Entre Búzios e Campos, fomos nos esbarrando nas quebradas da vida, enquanto os anos se somavam com os grãos de areia na parte inferior da ampulheta. Depois daquele meu primeiro amor maduro, iria ainda me relacionar enquanto homem com outras três amigas de Sandra, de faixas etárias bem distintas. A provar a democracia atemporal como critério dela em suas amizades e minha na eleição de amores, essas pontes serviram para aproximar minha relação com Sandrinha, quase sempre espaçada de contatos como a foz ramificada de um rio.

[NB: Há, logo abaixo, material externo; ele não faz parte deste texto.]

PR #627, opened 2020-09-29
add flag maxrecvmsgsize to set MaxRecvMsgSize of gRPC server

ysh0566:
Add flag maxrecvmsgsize to set MaxRecvMsgSize of gRPC server so that grpc client can upload bigger than 4mb files.

### DIFF
--- a/cmd/powd/main.go
+++ b/cmd/powd/main.go
@@ -23,6 +23,7 @@ import (
 	"github.com/textileio/powergate/buildinfo"
 	"github.com/textileio/powergate/util"
 	"go.opencensus.io/plugin/runmetrics"
+	"google.golang.org/grpc"
 )
 
 var (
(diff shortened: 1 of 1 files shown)


asutula:
Nice! Let me ask a couple questions to make sure we're on the same page:

1. Are you hitting a size limit using the Go Powergate client or Javascript Powergate client?
2. The `Stage` function that allows uploading of data that will be added to Powergate is a _streaming_ gRPC function... is it your understanding that this flag applies to each individual request ("chunk") of the stream, or the total amount of data received by the server for a streaming request (made up of many individual requests)?

If you are using the Javascript client, that client isn't doing any chunking of data, it's just sending the entire file in a single request. And if this flag applies to individual stream requests (which I'm guess it does), I think the default of 4MB requests is fine. The fix would be to make the Javascript client chunk the data.

ysh0566:
> Nice! Let me ask a couple questions to make sure we're on the same page:
> 
> 1. Are you hitting a size limit using the Go Powergate client or Javascript Powergate client?
> 2. The `Stage` function that allows uploading of data that will be added to Powergate is a _streaming_ gRPC function... is it your understanding that this flag applies to each individual request ("chunk") of the stream, or the total amount of data received by the server for a streaming request (made up of many individual requests)?
> 
> If you are using the Javascript client, that client isn't doing any chunking of data, it's just sending the entire file in a single request. And if this flag applies to individual stream requests (which I'm guess it does), I think the default of 4MB requests is fine. The fix would be to make the Javascript client chunk the data.

ysh0566:
I think you are right. The better way is making the Javascript client chunk the data.

asutula:
Ok, I can take a look at that today.

asutula:
Ok @ysh0566 the js client has been updated. It chunks data now. I've tested it with a 330MB file, no problem. Also updates all dependencies

https://github.com/textileio/js-powergate-client/releases/tag/v2.0.1

PR #633, opened 2020-09-30
FFS scheduler improvements and knobs

jsign:
- Include a `CreatedAt` field in `StorageJob`. This is used to sort queued Jobs to dequeue them in order. When we used badger, this was the default query order (insertion order), but now we should be more explicit since can't have that guarantee in multiple `Datastore` implementations. For existing `StorageJob`, they'll have a 0 unix-time, they'll have the highest priority until are all done.
- `--schedmaxparallel`: Configurable maximum amount of jobs to run in parallel.
- `--dealwatchpollduration`: frequency in which in-progress deals are queried to discover a new status change. Increasing this number decreases the total load on calling Lotus APIs, so allow more parallel Jobs.
- `--ffsdealfinalitytimeout`: If after this time a deal doesn't report a status change, will be considered failed. This is a solution for getting unstuck from Lotus reporting `DealSealing` forever even if the miner abandoned/errored the deal.
- When printing status changes in `pow ffs log`, include the Deal ID as soon as is available and not only when the deal reach success.
- Accommodate UX to consider the replication factor if SR2 miner selector is used. A bit tricky since this miner selector violates the _StorageConfig_. Found an easy solution explained in the review comments.
- Prints scheduler stats (rate-limiting situation, number of queued and executing jobs) every time the queue is evaluated.

The idea of the first two mentioned flags is to tune the load the scheduler creates on the Lotus node. The less frequent each deal is querying for a status change, the more parallel jobs we could run in theory. 

Of course, this doesn't account for the initial cost of running a Job which is sending the data... that is an unavoidable load. But after that part happens and the deal is Sealing for hours, we can now tune how much load a single deal creates on the Lotus node. Hope makes sense.

The finality timeout flag, is just to avoid that a deal will be watched forever if the Lotus node somewhat gets stuck in some deal status. A deal watched forever is a problem since it eats one unit of the max parallel Jobs running. Whenever Lotus creates some API to cancel tracking a deal, we also should cancel it in the Lotus side (because if we don't do this, we would have forever Sealing things in the Lotus node; but currently isn't possible to do it)

The current default values of the new flags are:
- MaxParallel: 1000 (x10 compared to before)
- DealWatchPollDuration: 5 min (x0.1 compared to before)
- FFSDealFinalityTimeout: 24hs (Not sure about this number, may be a bit bigger)

Also, some deps updating.


api/server/server.go
```diff
@@ -193,7 +196,10 @@ func NewServer(conf Config) (*Server, error) {
 	if err != nil {
 		return nil, fmt.Errorf("creating faults index: %s", err)
 	}
-	dm, err := dealsModule.New(txndstr.Wrap(ds, "deals"), clientBuilder, deals.WithImportPath(filepath.Join(conf.RepoPath, "imports")))
+	if conf.Devnet {
+		conf.DealWatchPollDuration = time.Second
```
jsign, line 200: If we're in Devnet, ignore the configured value and just use 1 second.

api/server/server.go
```diff
@@ -224,7 +230,12 @@ func NewServer(conf Config) (*Server, error) {
 	if err != nil {
 		return nil, fmt.Errorf("creating coreipfs: %s", err)
 	}
-	sched, err := scheduler.New(txndstr.Wrap(ds, "ffs/scheduler"), l, hs, cs)
+
+	var sr2rf func() (int, error)
+	if ms, ok := ms.(*sr2.MinerSelector); ok {
+		sr2rf = ms.GetReplicationFactor
+	}
```
jsign, line 237: This should be temporary... but is for UX reasons, will explain later in review.

deals/module/deals.go
```diff
@@ -331,7 +332,7 @@ func (m *Module) Watch(ctx context.Context, proposals []cid.Cid) (<-chan deals.S
 			select {
 			case <-ctx.Done():
 				return
-			case <-time.After(util.AvgBlockTime):
+			case <-time.After(m.pollDuration):
```
jsign, line 335: When watching deals, use the configured polling duration instead of a fixed `AvgBlockTime` (30s). Despite this will give a very fast status updating, considering sealing takes hours doesn't make sense to be so demanding.
Now the default is 5 min, which actually is quite low too... but now can be easily changed via flags/envs.

ffs/filcold/filcold.go
```diff
@@ -268,36 +269,52 @@ func (fc *FilCold) makeDeals(ctx context.Context, c cid.Cid, size uint64, cfgs [
...
-				StartEpoch:      di.StartEpoch,
-				EpochPrice:      di.PricePerEpoch,
+	var last deals.StorageDealInfo
+Loop:
+	for {
+		select {
+		case <-time.After(timeout):
+			msg := fmt.Sprintf("DealID %d with miner %s tracking timed out after waiting for %.0f hours.", last.DealID, last.Miner, timeout.Hours())
+			fc.l.Log(ctx, msg)
+			return ffs.FilStorage{}, ffs.DealError{ProposalCid: proposal, Message: msg}
```
jsign, line 287: So now in `WaitForDeal` we keep watching for the channel to report new status changes of a deal. But we also put a cap of the amount of time we wait between two status changes.

If for example, last reported status was `DealSealing` (which is usually the one that takes more time to change to a next status), and we didn't receive any status update in `timeout` duration, then we'll consider this deal abandoned/errored/etc.

This timeout is what the flag/env names `--ffsdealfinalitytimeout`: _A deal can't be in a non-final status for more than X hours_.

ffs/filcold/filcold.go
```diff
@@ -268,36 +269,52 @@ func (fc *FilCold) makeDeals(ctx context.Context, c cid.Cid, size uint64, cfgs [
...
+				log.Errorf("deal %d failed with state %s: %s", di.DealID, storagemarket.DealStates[di.StateID], di.Message)
+				fc.l.Log(ctx, "DealID %d with miner %s failed and won't be active on-chain: %s", di.DealID, di.Miner, di.Message)
+
+				return ffs.FilStorage{}, ffs.DealError{ProposalCid: di.ProposalCid, Miner: di.Miner, Message: di.Message}
+			default:
+				if di.DealID != 0 {
+					fc.l.Log(ctx, "Deal %d with miner %s changed state to %s", di.DealID, di.Miner, storagemarket.DealStates[di.StateID])
+				} else {
+					fc.l.Log(ctx, "Deal with miner %s changed state to %s", di.Miner, storagemarket.DealStates[di.StateID])
+				}
```
jsign, line 316: Before we printed the Deal ID only when the deal reached success.
Now we print it in any intermediary status that already has a value > 0, which usually is a status where the deal is on-chain but not yet active.

This is useful for debugging stuff, or talking with the miner asking: "Hey, what is happening with Deal X? Is still sealing". Since before this ID was only printed on success, it was a bit hard to do this.

ffs/scheduler/internal/sjstore/sjstore.go
```diff
@@ -87,29 +98,17 @@ func (s *Store) Finalize(jid ffs.JobID, st ffs.JobStatus, jobError error, dealEr
 func (s *Store) Dequeue() (*ffs.StorageJob, error) {
```
jsign, line 98: Now we keep a `queued` slice as a cache of all pending Jobs. 
This slice is ordered by `CreatedAt` field, so dequeuing is always easy and also avoids querying Datastore.

ffs/scheduler/internal/sjstore/sjstore.go
```diff
@@ -87,29 +98,17 @@ func (s *Store) Finalize(jid ffs.JobID, st ffs.JobStatus, jobError error, dealEr
...
-		var j ffs.StorageJob
-		if err := json.Unmarshal(r.Value, &j); err != nil {
-			return nil, fmt.Errorf("unmarshalling job: %s", err)
-		}
-		_, ok := s.executingCids[j.Cid]
-		if j.Status == ffs.Queued && !ok {
-			j.Status = ffs.Executing
-			if err := s.put(j); err != nil {
+
+	for _, job := range s.queued {
```
jsign, line 102: So the logic is: start from older to newer, and execute the oldest Job with a data Cid that isn't already executing.
(Recall that we only execute on job per data Cid at a time).

ffs/scheduler/internal/sjstore/sjstore.go
```diff
@@ -280,12 +298,38 @@ func (s *Store) put(j ffs.StorageJob) error {
 	if err := s.ds.Put(makeKey(j.ID), buf); err != nil {
 		return fmt.Errorf("saving to datastore: %s", err)
 	}
-	s.notifyWatchers(j)
+
+	// Update executing cids cache.
 	if j.Status == ffs.Executing {
 		s.executingCids[j.Cid] = j.ID
```
jsign, line 304: If the updated Job is `Executing`, should be in the executing cache list.

ffs/scheduler/internal/sjstore/sjstore.go
```diff
@@ -280,12 +298,38 @@ func (s *Store) put(j ffs.StorageJob) error {
...
-	} else if j.Status == ffs.Failed || j.Status == ffs.Success || j.Status == ffs.Canceled {
-		delete(s.executingCids, j.Cid)
+	} else {
+		execJobID, ok := s.executingCids[j.Cid]
+		// If the executing job is not longer executing,
+		// take out from executing cache.
+		if ok && execJobID == j.ID {
+			delete(s.executingCids, j.Cid)
+		}
```
jsign, line 311: If the updated Job isn't executing, no matter which this state is, shouldn't be in the executing cache.

ffs/scheduler/internal/sjstore/sjstore.go
```diff
@@ -280,12 +298,38 @@ func (s *Store) put(j ffs.StorageJob) error {
...
+	}
+
+	// Update queued cids cache.
+	if j.Status == ffs.Queued {
+		// Every new Queued job goes at the tail since has
+		// the biggest CreatedAt value.
+		s.queued = append(s.queued, j)
```
jsign, line 318: If the job status is `Queued` should be in the queued cache.

ffs/scheduler/internal/sjstore/sjstore.go
```diff
@@ -280,12 +298,38 @@ func (s *Store) put(j ffs.StorageJob) error {
...
+		delIndex := -1
+		for i, job := range s.queued {
+			if j.ID == job.ID {
+				delIndex = i
+				break
+			}
+		}
+		if delIndex != -1 {
+			s.queued = append(s.queued[:delIndex], s.queued[delIndex+1:]...)
+		}
```
jsign, line 329: If the updated Job isn't queued, this job shouldn't be in the queued cache.

ffs/scheduler/scheduler.go
```diff
@@ -235,9 +240,10 @@ func (s *Scheduler) run() {
 			log.Infof("scheduler daemon terminated")
 			return
 		case <-s.sd.evaluateQueue:
-			log.Debug("evaluating storage job queue...")
+			log.Infof("storage job push rate limit: %d/%d", len(s.sd.rateLim), cap(s.sd.rateLim))
+			stats := s.sjs.GetStats()
+			log.Infof("storage job total queued: %d, total executing: %d", stats.TotalQueued, stats.TotalExecuting)
```
jsign, line 245: Every time the job queue is evaluated to see if any queued job is runnable, we print some extra information like:
- How close we're to the rate limit
- queued jobs
- executing jobs

I preferred to be more verbose to include these things in logs to understand what's happening.

ffs/scheduler/scheduler_storage.go
```diff
@@ -74,6 +75,9 @@ func (s *Scheduler) push(iid ffs.APIID, c cid.Cid, cfg ffs.StorageConfig, oldCid
 	if err := s.sjs.Enqueue(j); err != nil {
 		return ffs.EmptyJobID, fmt.Errorf("enqueuing job: %s", err)
 	}
+	if jid := s.sjs.GetExecutingJob(c); jid != nil {
+		s.l.Log(ctx, "Job %s is already being executed for the same data, this job will be queued until it finishes or is canceled.")
+	}
```
jsign, line 80: If you push a new storageconfig for a Cid that already has an executing Job, we print an extra log line to explain that this job might take a while to get executed... since need the other job to finish (success, canceled, failed) before can be considered runnable.

This might help some people understand if they're in this situation.

ffs/scheduler/scheduler_storage.go
```diff
@@ -384,6 +388,12 @@ func (s *Scheduler) executeColdStorage(ctx context.Context, curr ffs.CidInfo, cf
 	// whatever extra deals we need to make that true.
 
 	// Do we need to do some work?
+	if s.sr2RepFactor != nil {
+		cfg.Filecoin.RepFactor, err = s.sr2RepFactor()
+		if err != nil {
+			return ffs.ColdInfo{}, nil, fmt.Errorf("getting SR2 replication factor: %s", err)
+		}
+	}
```
jsign, line 396: OK, a tricky thing about UX.

Without this change, the scheduler would always consider the replication factor in the StorageConfig to know what's the intentional replication factor. That isn't true if the SR2 miner selector is used.

What's more, in SR2 this value is dynamic since lives in a remote file. So the scheduler gets initialized with a `sr2RepFactor` function, that returns the current replication factor of the file, and overrides the StorageConfig with that value. If the SR2 miner selector isn't used then this function would be nil and will work as usual.

This logic will live until we take out this custom miner selector... so would be just deleting this code.

index/ask/runner/runner.go
```diff
@@ -261,15 +261,7 @@ func getMinerStorageAsk(ctx context.Context, api *apistruct.FullNodeStruct, addr
...
 	}
-	ribasMiners := []string{"t016303", "t016304", "t016305", "t016306", "t016309"}
-	var forceQueryAsk bool
-	for _, rm := range ribasMiners {
-		if addr.String() == rm {
-			forceQueryAsk = true
-			break
-		}
-	}
-	if !forceQueryAsk && power.MinerPower.RawBytePower.IsZero() {
```
jsign, line 272: Some extra things to remove about peter's miners.

ffs/scheduler/scheduler_storage.go
asutula: Not totally sure of the details, but isn't `RepFactor` normally (not in SR2) used as _input_ to the miner selector so the selector knows how many miners to select? In the case of SR2, the miner selector ignores the `RepFactor` input. Is this change just to force `RepFactor` to be consistent with what the miner selector will do anyways? That is a good thing to do for the sake of consistency and UX etc, but maybe I'm missing something else here?

ffs/filcold/filcold.go
jsign: Well, yes. Actually, both things are a bit equivalent in practice since mostly the Sealing state is the one that takes hours. The precise description is the first one, and since only Sealing takes hours then the second is true by practical means.

ffs/scheduler/scheduler_storage.go
jsign: The replication factor is also in the remote JSON file. What this does is doing an alignment of the `RepFactor` value in the `StorageConfig` such that the rest of the scheduler logic takes the correct decisions.

ffs/filcold/filcold.go
asutula: I guess I was seeing that the timeout doesn't get reset each time a new non-final status comes in. So that's why it seems like the second description is more accurate.

jsign: Every time the select is evaluated in the for look, `time.After(..)` returns a new timer with `timeout` duration.
So it gets reset on every received status change.

Makes sense?

asutula: Aaaahhh yea, got it. Cool thanks for clarifying.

De fato, foi quando a vida e seus diferentes afluentes nos uniram próximos à desembocadura do Paraíba do Sul, que mantivemos nosso maior convívio. Aprovado em concurso da Uenf, para trabalhar no projeto da Escola Brasileira de Cinema e Televisão (EBCTV), para o qual o Solar do Colégio foi restaurado, mas que nunca saiu do papel, usei a estabilidade do emprego público para sair da casa dos meus pais. Nos 11 anos que morei em Atafona, entre 1995 e 2006, Sandra morou em algumas casas na mesma praia e na vizinha Grussaí, naqueles tempos pré-Porto do Açu, quando os aluguéis sanjoanenses ainda eram bem mais em conta que seus congêneres campistas.
Diante ao Atlântico, velas enfunadas de vento nordeste, frequentamos a casa um do outro, nas quais algumas vezes partilhamos conversas, músicas, filmes, cigarros e bebidas. Embora quase sempre alegre, era mulher de opiniões, vontades e temperamento fortes.
Depois que ambos voltamos a residir em Campos, deixando a intimidade comungada de eremitas praianos, tornamos também a perder contato. Se não me engano, a última vez em que nos vimos pessoalmente, no final da primeira década dos anos 2000, foi novamente em Búzios. Era o casamento de Fabiana Lubanco e Leonardo Santos, o Léo e Bia que souberam amar como num refrão de Oswaldo Montenegro. Conversamos bastante, eu e Sandrinha, dando boas risadas do nosso faroeste caboclo das duas últimas décadas e de tudo que vivêramos até ali.
Não sei se um pouco antes, ou um pouco depois, soube que ela estava com câncer, esta doença desgraçada que, como meu pai dizia, mesmo antes de se saber outra sua vítima, “virou gripe!” Na última vez que nos falamos, por telefone, no ano passado, ela me ligou para buscar minha orientação como jornalista sobre o que fazer para denunciar maus tratos contra os animais, aos quais talvez tenha dedicado mais paixão do que a qualquer homem.
Hoje (ontem), ao saber da sua morte, dois dias após a eclosão de um aneurisma cerebral, em plena terça-feira de carnaval, na casa de Grussaí dos Coutinho, amigos comuns, não pude me furtar em pensar que naquela última ligação, talvez devesse tê-la convidado para um último chope, um último papo. Na dúvida, fica a certeza de um dos posts derradeiros de Sandra no face, datado de 31 de janeiro, numa dessas insondáveis profecias que só percebemos depois de cumpridas: “A saudade só é bonita na poesia. Na vida real ela arde”.
Publicado hoje na edição impressa da Folha da Manhã.
Bom Texto. Parabéns.
Que espetáculo !!
LINDAS PALAVRAS TEXTO BELO , PARABÉNS
Belissimo texto, bela homenagem a minha amiga. Sim, essa saudade arde no peito, na pele, nas lembrancas.
Grato, Cláudio, Fatima, Anita e Sil! Muito embora se tratem de parabenizações por um texto que não gostaria de ter escrito.
Meus Sentimentos à Todos que como Eu, Perderam uma Amiga Muito Querida!